- Sire: Distorted Humor
- Grandsire: Forty Niner
- Dam: Bellona
- Damsire: Hansel
- Sex: Stallion
- Foaled: 2003
- Country: United States
- Colour: Bay
- Breeder: Patricia Purdy
- Owner: Purdedel Stable & WinStar Farm
- Trainer: Dale L. Romans
- Record: 10: 4-2-1
- Earnings: $$490,410

Major wins
- Bertram F. Bongard Stakes (2005) Sleepy Hollow Stakes (2005) Swale Stakes (2006)

= Sharp Humor =

American Thoroughbred racehorse

Sharp Humor (April 21, 2003 - March 31, 2015) was a Thoroughbred race horse.

==Connections==
Sharp Humor was co-owned by the Purdedel Stable, trained by Dale Romans, and ridden by Mark Guidry. Sharp Humor was bred in New York by Patrica S. Purdy. Just before the running of the Kentucky Derby of 2006, WinStar Farm in Versailles, Kentucky, (where his sire, Distorted Humor stands), acquired a share in him.

==Breeding==
Sharp Humor is the son of Distorted Humor out of the mare Bellona. His sire is a son of Forty Niner who is in turn a son of the very influential Mr. Prospector.

==Races==

| Finish | Race | Distance | Track | Condition |
| 2nd | Hudson Handicap | Six furlongs | Belmont Park | Fast |
| 19th | Kentucky Derby | One and One-Quarter Miles | Churchill Downs | Fast |
| 2nd | Florida Derby | One and One-Eighth Miles | Gulfstream Park | Fast |
| 1st | Swale Stakes | Seven Furlongs | Gulfstream Park | Fast |
| 1st | Sleepy Hollow Stakes | One Mile | Belmont Park | Sloppy |
| 1st | Bertram F. Bongard Stakes | Seven Furlongs | Belmont Park | Fast |
| 3rd | New York Breeders' Futurity | Six Furlongs | Finger Lakes | Fast |
| 4th | Allowance | Six Furlongs | Saratoga Race Course | Fast |
| 1st | Maiden | Five Furlongs | Belmont Park | Fast |

Sharp Humor fractured his knee in the Kentucky Derby and underwent surgery on May 11, 2006, at the Rood & Riddle Equine Hospital in Lexington.
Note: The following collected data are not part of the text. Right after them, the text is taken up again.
Issue #139, opened 2016-01-16
Umpirsky/currency-list won't work


sagikazarmark:
@umpirsky Will this work when this package is installed as a dependency?

https://github.com/mathiasverraes/money/blob/nextrelease/src/ISOCurrencies.php#L21

I think not.

The path in that case will be:

`__DIR__.'/../../../umpirsky/currency-list/data/en/currency.php'`

umpirsky:
@sagikazarmark Good catch, thanks!

Proposed fix in https://github.com/mathiasverraes/money/pull/140.

PR #140, opened 2016-01-16
Fixes issue #139

umpirsky:


sagikazarmark:
Wonder if require_once and/or caching loaded currencies in a static property could make it faster.

WDYT @umpirsky?

umpirsky:
@sagikazarmark Not sure about `require_once`, but caching loaded currencies can. Even if not static, it is a good idea to do it once.

sagikazarmark:
Ok, I'll open an issue for that, let's get this merged.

After recovering, he underwent therapeutic swimming at the Kesmark Equine Rehabilitation Center also in Lexington. Sharp Humor was exported to South Korea in 2011 and stood at stud at the Let's Run Stud Farm on Jeju Island. He sustained a paddock accident in March and his death was reported to the media on March 31, 2015.